第四十話「アデクという男T」
手紙を取り出して掲げていると、「やはり、気になるか」と背後から声がかかった。ユキナリは文字通り飛び起きて部屋に入ってきた人影を見つめた。
「アデクさん?」
「さっき語らおうと言ったばかりじゃろうが」
忘れたのか、という声に、「いえ」とユキナリは返す。アデクはでんと座り込んで、「その手紙」と顎をしゃくった。
「マサキ、とか言ったか」
ユキナリは手紙を裏表確認しながら、「ええ」と頷く。
「ご存知なんですか?」
「ソネザキ・マサキの事だとしたら、思い当たる節はある」
アデクは顎をさすりながら、「もう二年ほど前になるかのう」と中空に視線を投げたまま呟いた。

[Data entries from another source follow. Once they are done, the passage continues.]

PR #759, opened 2022-12-21
CORE-8610 - change primary key of cpk related tables

conal-smith:
Runtime OS change: https://github.com/corda/corda-runtime-os/pull/2804

Changing PK of CPK entities to be the CPK's file checksum rather than its name, version, signerSummaryHash.

Consequences of this change mean we no longer need to update existing CPK entities if we force upload a CPI that changes some CPKs, because they will have a different checksum therefore different row in CPK tables.

That means we don't need to track versions of CPKs in the audit trail, then reference these to get the content during rollback of migrations (force-resync REST endpoint). Instead, we just get the changelogs from `cpk_db_change_log` table as we can reference these by the checksum. When running migrations we tag the changelogs with the CPK file checksum they came from. If we are rolling back, we use this to find the changelogs we need to roll back.

The audit table becomes a simple append-only trail of CPK related changes. Possible future improvement of this table is to add some sort of "operationType" that records what happened in each audit row, for example, `FORCE_UPLOAD_CPI` or `UPLOAD_CPI`.

### DIFF
--- a/data/db-schema/src/main/resources/net/corda/db/schema/config/migration/cpx-creation-v1.0.xml
+++ b/data/db-schema/src/main/resources/net/corda/db/schema/config/migration/cpx-creation-v1.0.xml
@@ -127,10 +127,10 @@
             <column name="file_path" type="VARCHAR(255)">
                 <constraints nullable="false"/>
             </column>
-            <column name="content" type="TEXT">
+            <column name="changeset_id" type="UUID">
                 <constraints nullable="false"/>
             </column>
-            <column name="changeset_id" type="UUID">
+            <column name="content" type="TEXT">
                 <constraints nullable="false"/>
             </column>
             <!-- audit -->
@@ -146,7 +146,7 @@
             </column>
         </createTable>
 
-        <addPrimaryKey tableName="cpk_db_change_log" columnNames="cpk_file_checksum, file_path"
+        <addPrimaryKey tableName="cpk_db_change_log" columnNames="cpk_file_checksum, file_path, changeset_id"
                        constraintName="cpk_db_change_log_pk" schemaName="${schema.name}"/>
 
         <addForeignKeyConstraint baseTableName="cpk_db_change_log" baseColumnNames="cpk_file_checksum"
--- a/data/db-schema/src/main/resources/net/corda/db/schema/config/migration/cpx-creation-v1.0.xml
+++ b/data/db-schema/src/main/resources/net/corda/db/schema/config/migration/cpx-creation-v1.0.xml
@@ -156,6 +156,15 @@
                                  referencedTableSchemaName="${schema.name}"/>
         <!-- Append only audit table. Unlike cpk_db_change_logs which will be updated during CPI update process. -->
         <createTable tableName="cpk_db_change_log_audit" schemaName="${schema.name}">
+            <column name="changeset_id" type="UUID">
+                <constraints nullable="false"/>
+            </column>
+            <column name="cpk_file_checksum" type="VARCHAR(255)">
+                <constraints nullable="false"/>
+            </column>
+            <column name="file_path" type="VARCHAR(255)">
+                <constraints nullable="false"/>
+            </column>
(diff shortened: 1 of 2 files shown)


data/db-schema/src/main/resources/net/corda/db/schema/config/migration/cpx-creation-v1.0.xml
```diff
@@ -123,38 +111,26 @@
...
-            <column name="cpk_signer_summary_hash" type="VARCHAR(255)">
-                <constraints nullable="false"/>
-            </column>
             <column name="cpk_file_checksum" type="VARCHAR(255)">
                 <constraints nullable="false"/>
             </column>
             <column name="file_path" type="VARCHAR(255)">
                 <constraints nullable="false"/>
             </column>
-            <column name="content" type="TEXT">
```
sprintengine, line 154: I added changeset_id into the primary key of cpk_db_change_log.

Every time the liquibase changelogs are extracted from a CPI, new changelog entities are created with a unique changeset ID.

This may cause some duplication (i.e. if a CPI is force uploaded with the same CPKs as exists already, we'll get duplicate changelogs for those CPKs but with a different changesetId). This simplifies some of the rollback logic.

vkolomeyko (dismissed):
LGTM

But probably need another approval from @driessamyn or @josephzunigadaly

josephzunigadaly (dismissed):

data/db-schema/src/main/resources/net/corda/db/schema/config/migration/cpx-creation-v1.0.xml
driessamyn: Is this only during force upload?
Isn't this for each CPI upload? E.g. say you have CPI v1 that includes foo.cpk and bar.cpk, then CPI v2 that updates just foo.cpk (but leaves bar.cpk), will it not also create a new (duplicate) entry here?
It may be ok, just feels a bit odd.
A more natural model in this case may be to have a changeset table which keeps a link between changeset_id and cpk_file_checksum where 1 cpk_file_checksum could link to multiple changesets.

data/db-schema/src/main/resources/net/corda/db/schema/config/migration/cpx-creation-v1.0.xml
```diff
@@ -195,13 +165,16 @@
...
                 <constraints nullable="false"/>
             </column>
-            <column name="changeset_id" type="UUID">
+            <column name="cpi_version" type="VARCHAR(255)">
                 <constraints nullable="false"/>
             </column>
-            <column name="entity_version" type="INT">
+            <column name="cpi_signer_summary_hash" type="VARCHAR(255)">
+                <constraints nullable="false"/>
+            </column>
```
driessamyn: Do we need these? And do we not need the changeset id (instead)?

vkolomeyko (dismissed):
LGTM

data/db-schema/src/main/resources/net/corda/db/schema/config/migration/cpx-creation-v1.0.xml
sprintengine: Updated: I've removed changeset_id completely, we tag changelogs in liquibase with the CPk file checksum. When we need to rollback these changes, we simply get list of CPK file checksums we've applied, load the cpk_db_change_log entries for these checksums, and roll them back, then apply migrations for the new CPI's CPKs.

data/db-schema/src/main/resources/net/corda/db/schema/config/migration/cpx-creation-v1.0.xml
sprintengine: I removed the cpi related columns, and also the changeset id, audit table becomes more of an "append-only" history of changelogs and CPK file checksums.

driessamyn (approved):
LGTM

「そういう名前の研究者がある画期的なシステムを考案したとタブロイド紙に載っておった」
「画期的なシステム、ですか」
ユキナリには思い当たる節はない。カントーの話ではないのかもしれない。
「預かりシステム、というんじゃが、聞いた事は」
ユキナリは首を横に振った。アデクは、「よくは知らんが」と前置きする。
「何でもポケモンがデータ生命体である事を利用した、理論上はポケモンをデータ容量の限り保存出来ると提唱したシステムじゃな」
「それはトレーナーの管理で?」
「もちろん、トレーナーそれぞれに振り分けられた固有識別番号、IDに基づいて個人識別を行い、さらに内部のポケモンと手持ちの入れ替えも可能じゃという、まぁ眉唾な代物だな」
アデクは腕を組んで難しそうにうなる。どうやらアデクとてその方面には疎いらしい。
「博士に聞けば、分かるかもしれませんね」
「博士、というのは?」
「ニシノモリ博士です。ポケモンの権威の」
「ああ、聞いた事のある名じゃな。その博士にキバゴをもらったのか」
アデクがモンスターボールを眺める。そういえば、アデクは一度説明しただけできちんと紹介していなかった。ユキナリはモンスターボールからオノンドを繰り出す。
「もう進化してしまいましたけどね」
苦笑するとアデクは、「進化は悪くないと思うぞ」とフォローを入れてくれた。ユキナリは山男から手に入れた鋼の塊をオノンドへと差し出す。思った通り、オノンドはそれを使って牙を磨き始めた。すかさずユキナリはスケッチブックの片隅にオノンドの姿をスケッチする。そのあまりの早業にアデクは目を奪われたようだ。
「よくそんな隅っこに描けるの」
感心した様子の声に、「いえ、慣れっこですから」と答えた。
「と、言うと?」
「うちってそんなに裕福じゃないですし、今はそれなりに技術が向上したからいいですけど、昔は勉強のノートの切れ端に描いていたんです。これを職業として目指すんだ、って言う前はもちろん憚っていました」
両親はその道を止めなかった。それどころか応援してくれた。今回のポケモンリーグですら、ユキナリに一度としてやめろとは言わなかった。
「いいご両親を持ったのう」
アデクの声に、「いえ、アデクさんは?」と聞き返す。
「オレか。オレの両親は、まだ奴隷の身分じゃったからなぁ」
その言葉にユキナリは声を詰まらせた。一瞬、何の事だか分からなかったのだ。アデクは、「ちょっと前までイッシュはそういう場所じゃった」と何でもない事のように説明し始めた。
「先住民族が虐げられていてな。最近、ようやく自由の身分になれたんだと、オレはよく爺様や、その子供である親父から聞いた」
ユキナリはようやくその言葉の意味するところを理解出来た。イッシュ地方では先住民族は未だ肩身の狭い思いをしているのだと歴史で習った事がある。それを授業で聞いた時にはまるで対岸の火事のように感じたものだが、まさかその現実が目の前に突きつけられるとは思ってもみなかった。思わず、言葉が続けられない。
「そう構えるな。オレは気にしてない」
ユキナリの心中を見透かしたようにアデクが口にする。気を遣われているのは自分のほうだと感じて、「すいません……」と謝るしかなかった。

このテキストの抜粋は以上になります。